Simulated Author's Rebuttal

2 responses · 0 unresolved

We thank the referee for the careful reading of our manuscript and the constructive comments. We address each major comment point by point below. Where the comments identify areas needing clarification or additional verification, we have revised the manuscript accordingly.

read point-by-point responses
  1. Referee: The phase reduction step assumes weak coupling so that trajectories remain close to the unperturbed limit cycle, yet the effective coupling is obtained from the elastic Green's function and therefore increases as inter-cell distance decreases. The reported strong distance dependence of synchronization time implies that the smallest separations may lie outside the weak-coupling regime, where amplitude fluctuations or higher-order terms could shift the predicted state boundary. Direct simulations are invoked for support, but no explicit check (e.g., comparison of reduced-model attractor versus full-model trajectories at small separations) is described.

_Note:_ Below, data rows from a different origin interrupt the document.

PR #475, opened 2017-04-14
Cap fix

hackmastera:
It looked like capistrano wasn't correctly restarting our app on deploy. Update to a newer deploy strategy; upgrade the gem while we're at it. Although the gem hasn't been touched in a while; is it possible it's no longer maintaned? Has everyone switched to puma?

### DIFF
--- a/Gemfile
+++ b/Gemfile
@@ -55,7 +55,7 @@ end
 group :development do
   gem 'capistrano', '3.4.0'
   gem 'capistrano-bundler', '1.1.4'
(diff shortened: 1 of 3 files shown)


sanfordd:
Is there a risk to being stuck with an older passenger version if there is nobody else on it, or is that just another in the list of Sufia vs Hyrax issues we'll need to keep in mind as people move to Hyrax?

hackmastera:
I'm not concerned about passenger; the gem I'm referencing here is a capistrano plugin that allows you to restart passenger.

    Authors: We agree that an explicit verification of the phase reduction at small separations is warranted to confirm the robustness of the predicted state boundary. In the revised manuscript we have added a direct comparison between the phase-reduced model and full numerical integration of the two-dipole system at the smallest distances considered. The comparison shows that the attractors (in-phase versus anti-phase) remain identical and that quantitative differences in synchronization time are modest, indicating that higher-order effects do not alter the geometry-dependent selection within the parameter range explored. We have also added a brief discussion of the distance range over which the weak-coupling assumption remains quantitatively accurate. revision: yes

  2. Referee: The Rayleigh-type equation for each force dipole contains free parameters whose values are not constrained by the elastic coupling derivation. Because the phase equation inherits these parameters, the location of the nontrivial state boundary in the orientation map is not parameter-free; a brief sensitivity analysis or explicit statement of the parameter regime used for the state map would be required to substantiate the geometry-dependent selection claim.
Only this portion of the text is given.